The difference between a macro and an inlined function is that a macro is dealt with before the compiler sees it.
On my compiler (clang++) without optimisation flags the square function won't be inlined. The code it generates looks like this
4009f0: 55 push %rbp
4009f1: 48 89 e5 mov %rsp,%rbp
4009f4: 89 7d fc mov %edi,-0x4(%rbp)
4009f7: 8b 7d fc mov -0x4(%rbp),%edi
4009fa: 0f af 7d fc imul -0x4(%rbp),%edi
4009fe: 89 f8 mov %edi,%eax
400a00: 5d pop %rbp
400a01: c3 retq
the imul is the assembly instruction doing the work, the rest is moving data around.

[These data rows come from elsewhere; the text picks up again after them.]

PR #1312, opened 2018-11-16
fix dictionary usage for python3 compatibility

plettich:
The usage of dictionaries changed between python2 and python3.
See <https://portingguide.readthedocs.io/en/latest/dicts.html#dictionaries>


cornelinux:
This pull request is now managed with CodeReviewHub. <a href='https://github.com/privacyidea/privacyidea/pull/1312'>Refresh</a>.<a href='#crh-update-none'></a>

plettich:
Regarding the inefficiencies of python3 idioms in python2 i have done same tests:
Python2:
> In [1]: D = dict(zip(range(100), range(100)))
In [4]: %timeit for k,v in D.iteritems(): pass
100000 loops, best of 3: 2.06 µs per loop
In [5]: %timeit for k,v in D.items(): pass
100000 loops, best of 3: 3.17 µs per loop
In [6]: %timeit for k,v in six.iteritems(D): pass
100000 loops, best of 3: 2.17 µs per loop

Python3:
> In [255]: %timeit for k,v in D.items(): pass                                                                                                                                                  
1.93 µs ± 14.3 ns per loop (mean ± std. dev. of 7 runs, 1000000 loops each)
In [256]: %timeit for k,v in six.iteritems(D): pass                                                                                                                                           
2.2 µs ± 43.7 ns per loop (mean ± std. dev. of 7 runs, 100000 loops each)

privacyidea/api/policy.py
```diff
@@ -523,9 +523,9 @@ def get_policy_defs(scope=None):
     dynamic_pol = get_dynamic_policy_definitions()
 
     # combine static and dynamic policies
-    keys = static_pol.keys() + dynamic_pol.keys()
-    pol = {k: dict(static_pol.get(k, {}).items()
-                   + dynamic_pol.get(k, {}).items()) for k in keys}
+    keys = list(static_pol.keys()) + list(dynamic_pol.keys())
```
cornelinux: Wouldn't it be

~~~~python
keys = list(static_pol) + list(dynamic_pol)
~~~~

privacyidea/lib/policy.py
```diff
@@ -761,9 +761,9 @@ def ui_get_rights(self, scope, realm, username, client=None):
...
             # possible actions in this scope.
             log.debug("No policies defined, so we set all rights.")
-            static_rights = get_static_policy_definitions(scope).keys()
-            enroll_rights = get_dynamic_policy_definitions(scope).keys()
-            rights = static_rights + enroll_rights
+            tmp_rights = get_static_policy_definitions(scope)
+            tmp_rights.update(get_dynamic_policy_definitions(scope))
+            rights = list(tmp_rights)
         # reduce the list
         rights = list(set(rights))
```
cornelinux: We can drop this line, since the dict ``tmp_rights`` contains unique keys. Using ``list(set())`` was used to make the entris in the list unique.

privacyidea/lib/user.py
```diff
@@ -597,20 +597,12 @@ def get_user_list(param=None, user=None):
     searchDict = {"username": "*"}
     param = param or {}
 
-    # we have to recreate a new searchdict without the realm key
-    # as delete does not work
-    for key in param:
```
cornelinux: You must not drop the ``for``-loop. There could be other search parameters like *email* which you are now missing and which are not contained in the ``searchDict``.

tests/test_api_lib_policy.py
```diff
@@ -1802,7 +1802,7 @@ def test_07_sign_response(self):
...
+        self.assertEqual(jresult.get("signature"), "11355158914966210201410734667484298031497086510917116878993822963793177737963323849914979806826759273431791474575057946263651613906587629736481370983420295626001055840803201448376203681672140726404056349423937599480275853513810616624349811159346536182220806878464577429106150903913526744093300868582898892977164229848617413618851794501457802670374543399415905458325601994002527427083792164898293507308423780001137468154518279116138010266341425663850327379848131113626641510715557748879427991785684858504631545256553961505159377600982900016536629720752767147086708626971940835730555782551222922985302674756190839458609")
```
cornelinux: I understand that the keys of the response are now sorted for signature, so the signature changes but will stay the same?

tests/test_lib_policy.py
```diff
@@ -497,7 +497,7 @@ def test_17_ui_get_rights(self):
         P = PolicyClass()
         rights = P.ui_get_rights(SCOPE.USER, "realm2", "user")
         # there was still another policy...
-        self.assertEqual(rights, ["enable", "disable"])
+        self.assertEqual(set(rights), {"enable", "disable"})
```
cornelinux: is there a reason why this can not be compares as a list anymore?
WOuld this change the program behaviour?

privacyidea/api/policy.py
plettich: Yes, You are right.

privacyidea/lib/policy.py
plettich: correct

privacyidea/lib/token.py
```diff
@@ -2027,7 +2027,7 @@ def check_token_list(tokenobject_list, passw, user=None, options=None):
     # add the user to the options, so that every token, that get passed the
     # options can see the user
     options = options or {}
-    options = dict(options.items() + {'user': user}.items())
+    options.update({'user': user})
```
fredreichbier: Might be a bit nitpicking :-) But if the caller passes ``options``, this change will modify the object in-place, which was not the case before. I think it would be safer to have something like
```python
if options:
    options = options.copy()
else:
    options = {}
options.update(...)
```

cornelinux: oups I was not aware of the copy. I think I changed this also in my PR. But you are right.

privacyidea/lib/policy.py
plettich: What about the block before? Could we get duplicate entries from the
current policies?

privacyidea/lib/user.py
plettich: You are right, i am on it.

tests/test_api_lib_policy.py
plettich: Yes, as long as there are the same keys/values in the dictionary. Before we
dumped the dictionary as a JSON-string without any order (which was fine
since the order did not change, but it wasn't guaranteed).
Now the the keys of the dictionary get sorted before the dump and thus the
dumped JSON-String should be the same regardless of the sorting of the
dictionary.

tests/test_lib_policy.py
plettich: Since ordering is part of the list, we can not (safely) compare lists
generated from dictionaries (since their order can not be guaranteed).
We should check If we compare lists like that somewhere in the code.
Unfortunately lists ans sets arent't the same since lists can contain
multiple occurrences of the same value.

privacyidea/lib/token.py
plettich: No nitpicking, will fix.

tests/test_api_lib_policy.py
cornelinux: :+1:<a href='#crh-update-none'></a>

tests/test_lib_policy.py
cornelinux: :+1:<a href='#crh-update-complete'></a>

privacyidea/lib/policy.py
plettich: So it doesn't really matter if some 'rights' occur multiple times in the list?
I meant the block in line 746:757 where we create the list of 'rights' from the current policies.

tests/test_lib_policy.py
plettich: Correct.
BTW: `{"disable", "enable"}` denotes a `set`-literal, not a dictionary.

privacyidea/lib/policy.py
cornelinux: It *should*TM not.
The rights are read in the [auth API](https://github.com/privacyidea/privacyidea/blob/master/privacyidea/api/auth.py#L273) and [returned by the /auth endpoint](https://github.com/privacyidea/privacyidea/blob/master/privacyidea/api/auth.py#L305).

The the UI uses the [checkRight](https://github.com/privacyidea/privacyidea/blob/master/privacyidea/static/components/login/factories/auth.js#L54)-function to determine, if a user e.g. is allowed to set the Token PIN, so that we can display the "set PIN" button or not.

However, it would also probably not hurt to avoid duplicate entries.

privacyidea/api/policy.py
plettich: Done

privacyidea/lib/policy.py
plettich: changed the code so that we have only unique elements in the `rights` list at the end of the function.

privacyidea/lib/user.py
plettich: Fixed the loop, checks for `username` and `user` (in this order) are done after the loop.

privacyidea/lib/token.py
plettich: Done

privacyidea/lib/policy.py
cornelinux: :+1:<a href='#crh-update-none'></a>

privacyidea/api/policy.py
cornelinux: :+1:<a href='#crh-update-none'></a>

tests/test_lib_policy.py
cornelinux: :+1:<a href='#crh-update-complete'></a>

privacyidea/lib/user.py
```diff
@@ -597,7 +597,22 @@ def get_user_list(param=None, user=None):
...
+    # as delete does not work
+    for key in param:
+        lval = param[key]
+        if key == "realm":
+            continue
+        if key == "resolver":
+            continue
+        if key == "user" or key == "username":
+            # If "user" or "username" in param we skip to handle the user afterwards
+            continue
```
cornelinux: Sorry for nitpicking and probably my original code was even worse.
But should be do:

~~~~python
for key in param:
    lval = param[key]
    if key in ["realm", "resolver", "user", "username"]:
        continue
    searchDict[key] = lval
    log.debug(...)
~~~~

I was not aware of this earlier.

privacyidea/lib/token.py
fredreichbier: :+1:

privacyidea/lib/user.py
cornelinux: :+1:<a href='#crh-update-none'></a>

privacyidea/lib/user.py
```diff
@@ -605,13 +605,20 @@ def get_user_list(param=None, user=None):
...
-            # If "user" is in the param we overwrite the username
-            key = "username"
-
+        if key == "user" or key == "username":
+            # If "user" or "username" in param we skip to handle the user afterwards
+            continue
         searchDict[key] = lval
         log.debug("Parameter key:{0!r}={1!r}".format(key, lval))
 
+    # update searchdict depending on existence of 'user' or 'username' in param
```
cornelinux: :+1:<a href='#crh-update-complete'></a>

cornelinux:
:shipit:

cornelinux:
@fredreichbier This looks good to me. My comments have been covered. If you have nother else we could merge this!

code that calls it looks like
400969: e8 82 00 00 00 callq 4009f0 <_Z6squarei>
iI add the -O3 flag to Inline it and that imul shows up in the main function where the function is called from in C++ code
0000000000400a10 <main>:
400a10: 41 56 push %r14
400a12: 53 push %rbx
400a13: 50 push %rax
400a14: 48 8b 7e 08 mov 0x8(%rsi),%rdi
400a18: 31 f6 xor %esi,%esi
400a1a: ba 0a 00 00 00 mov $0xa,%edx
400a1f: e8 9c fe ff ff callq 4008c0 <strtol@plt>
400a24: 48 89 c3 mov %rax,%rbx
400a27: 0f af db imul %ebx,%ebx
It's a reasonable thing to do to get a basic handle on assembly language for your machine and use gcc -S on your source, or objdump -D on your binary (as I did here) to see exactly what is going on.
Using the macro instead of the inlined function gets something very similar
0000000000400a10 <main>:
400a10: 41 56 push %r14
400a12: 53 push %rbx
400a13: 50 push %rax
400a14: 48 8b 7e 08 mov 0x8(%rsi),%rdi
400a18: 31 f6 xor %esi,%esi
400a1a: ba 0a 00 00 00 mov $0xa,%edx
400a1f: e8 9c fe ff ff callq 4008c0 <strtol@plt>
400a24: 48 89 c3 mov %rax,%rbx
400a27: 0f af db imul %ebx,%ebx
Note one of the many dangers here with macros: what does this do ?
x = 5; std::cout << SQUARE(++x) << std::endl;
36? nope, 42. It becomes
std::cout << ++x * ++x << std::endl;
which becomes 6 * 7
Don't be put off by people telling you not to care about optimisation. Using C or C++ as your language is an optimisation in itself. Just try to work out if you're wasting time with it and be sensible.